Coupland’s Life After God (up to God?)

Coupland’s Life After God (up to God?)

I’m out of books to read. I’ve read everything I have, some things two or three times. Today I reread Douglas Coupland’s Life After God. These are the two passages that struck me, compellingly, again.

Our conversations are never easy, but as I — we — get older, we are all finding that our conversations must be spoken. A need burns inside us to share with others what we are feeling. Beyond a certain age, sincerity ceases to feel pornographic. It is as though the coolness that marked our youth is itself a type of retrovirus that can only leave you feeling empty. Full of holes.

–Douglas Coupland, Life After God (1994), p. 280

You know what people will probably think of when they think of these days a thousand years from now? They’ll look back upon them with awe and wonder. They’ll think of Stacey — or someone like Stacey — driving her convertible down the freeway, her hair flowing back in the wind. She’ll be wearing a bikini and she’ll be eating a birth control pill — and she’ll be on her way to buy real estate. That’s what I think people will remember about these times. The freedom. That there was a beautiful dream of freedom that propelled the life we lived.

–Douglas Coupland, Life After God (1994), p. 340

Life After God

5 thoughts on “Coupland’s Life After God (up to God?)

  1. I can recomend a new book. Actually it’s an old book that I found in my mothers house in a dusty corner. I thought of you when I found it.

    The author is “William J. Schnell” and its ISBN is 0-8010-7933-0

    It was published arround the start of 1970’s and it is called “30 Years a watch-tower slave”.

    I’ve just stated bt it looks like it could be quite good.
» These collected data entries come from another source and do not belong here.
PR #9, opened 2019-02-20
Support OSX

RetroFloppySupport:
A couple of tweaks to build on OSX.

### DIFF
--- a/.gitignore
+++ b/.gitignore
@@ -1,0 +1,1 @@
+/.project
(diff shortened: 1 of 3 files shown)


davidgiven:
Hello --- thanks for this. Unfortunately it breaks the build on Linux, because the local endian.h is found in preference to the system one.

I did actually last night add (as part of the Amiga stuff) a native byte reader/writer library, so I don't actually need <endian.h> at all any more; accordingly, I've taken it out. The FluxEngine client code now builds happily on OSX and I've updated the Travis environment to do so automatically. Thanks for prompting me into doing that!

PR #17, opened 2019-02-22
File sector start addresses are 16 bits long (well, maybe only 9)

david-schmidt:
Brother 120k starting sector addresses are actually two bytes long.  I'm sure there are prettier C++ish ways to express this, but there you go.

### DIFF
--- a/.gitignore
+++ b/.gitignore
@@ -1,0 +1,2 @@
+.obj
+.project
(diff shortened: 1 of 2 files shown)


davidgiven:
Yup, there are, but this is perfectly good enough. Thanks!

Issue #37, opened 2019-03-06
building the client under FreeBSD fails


tingox:
Hello. I'm trying to build the client under FreeBSD, but the process fails, like this:
'''
tingo@kg-core1$ make
meson .obj
The Meson build system
Version: 0.49.2
Source dir: /zs/tingo/personal/projects/PSoC/fluxengine
Build dir: /zs/tingo/personal/projects/PSoC/fluxengine/.obj
Build type: native build
Project name: fluxclient
Project version: undefined
Native C++ compiler: c++ (clang 6.0.1 "FreeBSD clang version 6.0.1 (tags/RELEASE_601/final 335540) (based on LLVM 6.0.1)")
Build machine cpu family: x86_64
Build machine cpu: x86_64
Found pkg-config: /usr/local/bin/pkg-config (1.6.0)
Dependency libusb-1.0 found: YES 1.0.13
Dependency sqlite3 found: YES 3.27.1
Dependency zlib found: YES 1.2.10
Build targets in project: 47
Found ninja-1.8.2 at /usr/local/bin/ninja
ninja: Entering directory `.obj'
[17/129] Compiling C++ object 'fluxreaderlib@sha/lib_fluxreader_sqlitefluxreader.cc.o'.
FAILED: fluxreaderlib@sha/lib_fluxreader_sqlitefluxreader.cc.o 
c++ -Ifluxreaderlib@sha -I. -I.. -I../lib -I../dep/fmt -I../lib/stream -Xclang -fcolor-diagnostics -pipe -D_FILE_OFFSET_BITS=64 -Wall -Winvalid-pch -Wnon-virtual-dtor -g --std=c++14 -fPIC  -MD -MQ 'fluxreaderlib@sha/lib_fluxreader_sqlitefluxreader.cc.o' -MF 'fluxreaderlib@sha/lib_fluxreader_sqlitefluxreader.cc.o.d' -o 'fluxreaderlib@sha/lib_fluxreader_sqlitefluxreader.cc.o' -c ../lib/fluxreader/sqlitefluxreader.cc
In file included from ../lib/fluxreader/sqlitefluxreader.cc:3:
../lib/sql.h:4:10: fatal error: 'sqlite3.h' file not found
#include <sqlite3.h>
         ^~~~~~~~~~~
1 error generated.
[18/129] Compiling C++ object 'fluxreaderlib@sha/lib_fluxreader_hardwarefluxreader.cc.o'.
[...]

PR #44, opened 2019-03-11
fix meson.build so that fluxengine compiles under FreeBSD

tingox:
Necessary changes to meson.build that makes fluxengine build under FreeBSD.


tingox:
This fixes #37 .

davidgiven:
Awesome, thanks. (I did get my FreeBSD box set up... but something's wrong with the update and package servers so I was unable to install a development system.)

  2. Thanks for the recommendation. I’ve already read it – years ago. It’s not bad, and I’ve got it on my list of recommended books for recovering and former JWs. Here’s one of the best bits:

    “We had as our goal to capture, brain wash and establish thousands of Kingdom Publishers, making them all think alike, like robots. When in 1938 the Theocracy was decreed, all these fell down in abject submission before this newly erected ‘Image of the Beast’ of the Watchtower religion of ‘buying and selling’ (Rev. 13). All the companies of Jehovah’s Witnesses at that time voted in a resolution declaring that henceforth and always that would accept all instructions and appointments handed down by the Watchtower Society. All shreds of congregational independence was thus given up, together with every semblence of a personal Christian religion. A new world organization based on the concept of robot-like obedience and performance had now been realized and would now expand to become a New World Society. It is described by Jehovah’s Witnesses as God’s Organization or Kingdom. It is in actuality nothing more than a dictatorship of the Faithful and Wise Servant Class in Brooklyn” (p.130).

  3. you know wat : still the ideal of
    everything being a part of this webdistribution
    matrix …. this is wat is a great part of the
    things that will make language a virus a very very
    destroying one —
    if people don´t get a common and unified way to
    give resources to people …. your website is a prognosis.
    do u want to let this stay and happen like this ??????

  4. I’ve just finished reading this book, and there was one quote that really stuck out to me: “And then I felt sad because I realized that once people are broken in certain ways, they can’t ever be fixed, and this is something nobody ever tells you when you are young and it never fails to surprise you as you grow older as you see the people in your life break one by one. You wonder when your turn is going to be, or if it’s already happened.”
    But I can’t find the page anymore. Do you know which story that quote is in?